Consider a change of variable such as

$$
r(z) = \frac{dQ(z)}{dP_{\R{Z}'}(z)}
$$ (eq:Q-r)

to absorb the unknown reference into the parameter, which gives the following expression for KL divergence.

::::{prf:proposition}
:label: pro:DV2

$$
\begin{align}
D(P_{\R{Z}}\|P_{\R{Z}'}) & =  \sup_{\substack{r\in \mathbb{R}^{\Omega_{\R{Z}}}_+\\ E[r(\R{Z}')]=1}} E \left[ \log r(\R{Z}) \right] 
\end{align}
$$ (eq:D2)

where the solution $r$ satisfies 
$
r(\R{Z}) \xlongequal{\text{a.s.}} \frac{dP_{\R{Z}}}{dP_{\R{Z}'}}(\R{Z}).
$ 

::::

::::{prf:proof}
:class: dropdown
:nonumber: true

To prove [](#eq:D2), substitute [](#eq:Q-r) to [](#eq:D1).
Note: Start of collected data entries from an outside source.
PR #3117, opened 2019-07-31
UA Server backup/restore

Honcharov12:
Adds UA Server backup and restore.

### DIFF
--- a/AppDB/appscale/datastore/scripts/ua_server_backup.py
+++ b/AppDB/appscale/datastore/scripts/ua_server_backup.py
@@ -1,6 +1,7 @@
 """ UA Server data backup. """
 
 import argparse
+import csv
 import errno
 import logging
 import os
@@ -20,6 +21,8 @@ from appscale.datastore.utils import tornado_synchronous
 # The location where the backup files will be stored.
 BACKUP_FILE_LOCATION = "/opt/appscale/backups/"
 
+logger = logging.getLogger(__name__)
+
 
 @tornado_synchronous
 @gen.coroutine
@@ -27,7 +30,7 @@ def get_table_sync(datastore, table_name, schema):
   """ Gets data from datastore.
 
   Args:
-    datastore: Datastore entity.
+    datastore: Cassandra adapter.
     table_name: Table name in datastore.
     schema: Table schema.
   """
@@ -51,30 +54,14 @@ def create_backup_dir(backup_dir):
 
   Args:
     backup_dir: Backup directory name.
-  Returns:
-    True if directory was created or existed before, false otherwise.
   """
-  logger = logging.getLogger(__name__)
   try:
     os.makedirs(backup_dir)
-    logger.info("Backup dir created: {0}".format(backup_dir))
-    return True
-  except OSError, os_error:
-    if os_error.errno == errno.EEXIST:
-      logger.warn("OSError: Backup directory already exists.")
-      return True
-    elif os_error.errno == errno.ENOSPC:
-      logger.error("OSError: No space left to create backup directory.")
-      logger.error(os_error.message)
-      return False
-    elif os_error.errno == errno.EROFS:
-      logger.error("OSError: READ-ONLY filesystem detected.")
-      logger.error(os_error.message)
-      return False
-  except IOError, io_error:
-    logger.error("IOError while creating backup dir.")
-    logger.error(io_error.message)
-    return False
+  except OSError as os_error:
+    if os_error.errno != errno.EEXIST:
+      raise
+
+  logger.info("Backup dir created: {0}".format(backup_dir))
 
 def main():
   logging.basicConfig(format=LOG_FORMAT, level=logging.INFO)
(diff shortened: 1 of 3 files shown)


AppDB/appscale/datastore/scripts/ua_server_restore.py
```diff
@@ -0,0 +1,80 @@
...
+
+  input = args.input
+
+  with open(input, 'r') as fin:
+    # Skip headers
+    next(fin)
+    # Iterate through all users in file
+    for line in fin:
+      array = line.rstrip().split(',')
+      put_entity_sync(db, USERS_TABLE, array[0], user_schema, array)
```
jeanleonov: If you're interested you can take a look into `appscale.datastore.cassandra_env.cassandra_interface.DatastoreProxy.batch_put_entity` which provides similar interface for adding entities but makes it in batches.
We don't have strong performance requirements to UAServer backup and restore as we don't expect to have many users in DB, so I would leave one-by-one insert for now, though you could make this improvement in separate PR when this one is merged.

AppDB/appscale/datastore/scripts/ua_server_backup.py
```diff
@@ -0,0 +1,134 @@
...
+  if not is_created:
+    return
+
+  backup_timestamp = time.strftime("%Y-%m-%d_%H-%M-%S")
+  output = '{0}ua_server_{1}.csv'.format(BACKUP_FILE_LOCATION, backup_timestamp)
+
+  with open(output, 'w') as fout:
+    fout.write(','.join(USERS_SCHEMA) + '\n')
+    for row in reshaped_table:
+      fout.write(','.join(row) + '\n')
```
jeanleonov: If `row` has `,` or `\n` somewhere inside then this row won't be read properly on restore. You need to escape commas and `\n` here and unescape it during restore.

AppDB/appscale/datastore/scripts/ua_server_backup.py
```diff
@@ -0,0 +1,134 @@
...
+    break
+
+  schema_cols_num = len(USERS_SCHEMA)
+  table = get_table_sync(db, USERS_TABLE, user_schema)[1:]
+  reshaped_table = reshape(table, schema_cols_num)
+
+  is_created = create_backup_dir(BACKUP_FILE_LOCATION)
+
+  if not is_created:
+    return
```
jeanleonov: `sys.exit(1)` would tell user that command was not succeeded.

AppDB/appscale/datastore/scripts/ua_server_backup.py
```diff
@@ -0,0 +1,134 @@
...
+from appscale.datastore.utils import tornado_synchronous
+
+# The location where the backup files will be stored.
+BACKUP_FILE_LOCATION = "/opt/appscale/backups/"
+
+
+@tornado_synchronous
+@gen.coroutine
+def get_table_sync(datastore, table_name, schema):
+  """ Gets data from datastore.
```
jeanleonov: It actually gets data from Cassandra. Though it uses datastore code for doing it.
Though you had a reason to name `datastore` this way (this object has type `DatastoreProxy` I think) it's confusing. This object is rather Cassandra adapter..

AppDB/appscale/datastore/scripts/ua_server_backup.py
cdonati: I would recommend using the builtin [csv module](https://docs.python.org/2/library/csv.html) to avoid reinventing the wheel.

AppDB/appscale/datastore/scripts/ua_server_backup.py
cdonati: Raising an exception might be even better in this case since a non-zero exit code is not always obvious when running a script.

AppDB/appscale/datastore/scripts/ua_server_backup.py
```diff
@@ -0,0 +1,134 @@
...
+
+def create_backup_dir(backup_dir):
+  """ Creates backup directory.
+
+  Args:
+    backup_dir: Backup directory name.
+  Returns:
+    True if directory was created or existed before, false otherwise.
+  """
+  logger = logging.getLogger(__name__)
```
cdonati: I would recommend defining this for the module rather than at the time that the function is executed.

AppDB/appscale/datastore/scripts/ua_server_backup.py
```diff
@@ -0,0 +1,134 @@
...
+    logger.info("Backup dir created: {0}".format(backup_dir))
+    return True
+  except OSError, os_error:
+    if os_error.errno == errno.EEXIST:
+      logger.warn("OSError: Backup directory already exists.")
+      return True
+    elif os_error.errno == errno.ENOSPC:
+      logger.error("OSError: No space left to create backup directory.")
+      logger.error(os_error.message)
+      return False
```
cdonati: As a general Python style tip, it's usually fine to let the exceptions propagate up unless there is a reason to silence or convert them. Returning `False` or `True` to indicate the success of the operation is not as conventional.

For example, this function can be simplified to
```
def create_backup_dir(backup_dir):
  try:
    os.makedirs(backup_dir)
  except OSError as os_error:
    if os_error.errno != errno.EEXIST:
      raise

  logger.info("Backup dir created: {0}".format(backup_dir))
```

AppDB/appscale/datastore/scripts/ua_server_restore.py
```diff
@@ -0,0 +1,79 @@
...
+      retries -= 1
+      time.sleep(backoff)
+      continue
+    break
+
+  # If no response from cassandra
+  if retries == -1:
+    raise AppScaleDBConnectionError('No response from cassandra.')
+
+  input = args.input
```
cdonati: This is fine, but just be mindful that it's usually best to avoid shadowing builtin keywords like `input`.

AppDB/appscale/datastore/scripts/ua_server_backup.py
```diff
@@ -0,0 +1,122 @@
...
+
+  # If no response from cassandra
+  if retries == -1:
+    raise AppScaleDBConnectionError('No response from cassandra.')
+
+  schema_cols_num = len(USERS_SCHEMA)
+  table = get_table_sync(db, USERS_TABLE, user_schema)[1:]
+  reshaped_table = reshape(table, schema_cols_num)
+
+  try:
```
cdonati: Since an uncaught exception will already write the error code and message to stdout, the try/except here is not necessary.

AppDB/appscale/datastore/scripts/ua_server_backup.py
```diff
@@ -0,0 +1,122 @@
...
+  except OSError as os_error:
+    logger.error('OSError occurred!')
+    logger.error(os_error.message)
+    raise
+
+  backup_timestamp = time.strftime("%Y-%m-%d_%H-%M-%S")
+  output = '{0}ua_server_{1}.csv'.format(BACKUP_FILE_LOCATION, backup_timestamp)
+
+  with open(output, 'w') as fout:
+    writer = csv.writer(fout, delimiter=',')
```
cdonati: I think it would be helpful if the output file contained a headers line to make the fields clear. It might also be a good idea to add a comment line at the top indicating that this is a v1 output format so that when we change the backend implementation or the interface, we know how to handle this backup format.

AppDB/appscale/datastore/scripts/ua_server_backup.py
```diff
@@ -0,0 +1,120 @@
...
+  schema_cols_num = len(USERS_SCHEMA)
+  table = get_table_sync(db, USERS_TABLE, user_schema)[1:]
+  reshaped_table = reshape(table, schema_cols_num)
+
+  create_backup_dir(BACKUP_FILE_LOCATION)
+
+  backup_timestamp = time.strftime("%Y-%m-%d_%H-%M-%S")
+  output_file = '{0}ua_server_{1}.csv'.format(BACKUP_FILE_LOCATION, backup_timestamp)
+
+  # v1 output format
```
cdonati: Sorry, I meant a comment at the beginning of the output file so that future tools can recognize the file as having been generated by this version of the backup script.

The headers you added are probably enough, though, so this comment should not block a merge.

Honcharov12: Version can be mentioned in filename suffix. Will it be reasonable?

AppDB/appscale/datastore/scripts/ua_server_backup.py
```diff
@@ -0,0 +1,120 @@
...
+      user_schema = user_schema[1:]
+    else:
+      retries -= 1
+      time.sleep(backoff)
+      continue
+    break
+
+  # If no response from cassandra
+  if retries == -1:
+    raise AppScaleDBConnectionError('No response from cassandra.')
```
jeanleonov: Just to let you know, python has `while: ... else: ...` statement. So `if retries == -1:` could be replaced with `else:`.
It is just to let you know, no need to change it.

Honcharov12:
http://ocd.appscale.net:8080/job/Daily%20Build/6593/

AppDB/appscale/datastore/scripts/ua_server_backup.py
cdonati: I think it would be best to avoid storing format metadata in the filename since the user may want to rename their backup file. For example, they might want to keep a "latest" backup that they overwrite each time.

The constraint on $r$ is obtained from the constraint on $\frac{dQ}{dP_{\R{Z}}}$ as follows:

$$
\begin{align*}
\frac{dQ}{dP_{\R{Z}}}(z) \geq 0 &\iff r(z)\geq 0\\
\int_{\Omega_{\R{Z}}}\frac{dQ}{dP_{\R{Z}}}dP_{\R{Z}}=1 &\iff E[r(\R{Z}')]=1.
\end{align*}
$$



::::

The next step is to have a neural network compute $r$ and train it to maximize the sample average estimate

$$
\begin{align}
\sup_{\substack{r\in \mathbb{R}^{\Omega_{\R{Z}}}_+\\ \frac1{n'}\sum_{i\in [n']} r(\R{Z}'_i)]=1}} \frac1n \sum_{i\in [n]} \log r(\R{Z}_i).
\end{align}
$$ (eq:avg-D1)

**How to impose the constraint on $r$ when training a neural network?**

Consider another change of variable

$$
\begin{align}
r(z)&=\frac{e^{t(z)}}{E[e^{t(\R{Z}')}]}.
\end{align}
$$ (eq:r-t)

::::{exercise}
:label: ex:r-t

Show that $r$ defined in [](#eq:r-t) satisfies the constraint in [](#eq:D2) for all real-valued function $t\in \mathbb{R}^{\Omega_{\R{Z}}}$.

::::

YOUR ANSWER HERE

Substituting [](#eq:r-t) into [](#eq:D2) gives the well-known *Donsker-Varadhan (DV)* formula [](https://doi.org/10.1002/cpa.3160360204):

::::{prf:theorem} DV formula
:label: thm:DV

$$
\begin{align}
D(P_{\R{Z}}\|P_{\R{Z}'}) =  \sup_{t\in \mathbb{R}^{\Omega_{\R{Z}}}} E[t(\R{Z})] - \log E[e^{t(\R{Z}')}]
\end{align}
$$ (eq:DV)

where the optimal $t$ satisfies

$$
\begin{align}
t(\R{Z}) \xlongequal{\text{a.s.}} \log \frac{dP_{\R{Z}}}{dP_{\R{Z}'}}(\R{Z}) + c
\end{align}
$$ (eq:DV:sol)

almost surely for some constant $c$.

::::

::::{prf:proof}
:class: dropdown
:nonumber: true

To prove [](#eq:DV), substitute [](#eq:r-t) to [](#eq:D2) and argue that the constraint of $r$ in [](#eq:D2) is satisfied by [](#eq:r-t) as in [](#ex:r-t).

::::

The divergence can be estimated as follows instead of [](#eq:avg-D1):

$$
\begin{align}
\sup_{t\in \mathbb{R}^{\Omega_{\R{Z}}}} \frac1n \sum_{i\in [n]} t(\R{Z}_i) - \frac1{n'}\sum_{i\in [n']} e^{t(\R{Z}'_i)}
\end{align}
$$ (eq:avg-DV)

In summary, the neural estimation of KL divergence is a sample average of [](#eq:D) but with the unknown density ratio replaced by [](#eq:r-t)

$$
D(P_{\R{Z}}\| P_{\R{Z}'}) = \underset{\stackrel{\uparrow}\sup_t}{} \overbrace{E}^{\op{avg}} \bigg[ \log \underbrace{\frac{P_{\R{Z}}}{P_{\R{Z}'}}(\R{Z})}_{\frac{e^{t(\R{Z})}}{\underbrace{E}_{\op{avg}}[e^{t(\R{Z}')}]}} \bigg].
$$

but with the unknown density ratio replaced by [](#eq:r-t) trained as a neural network.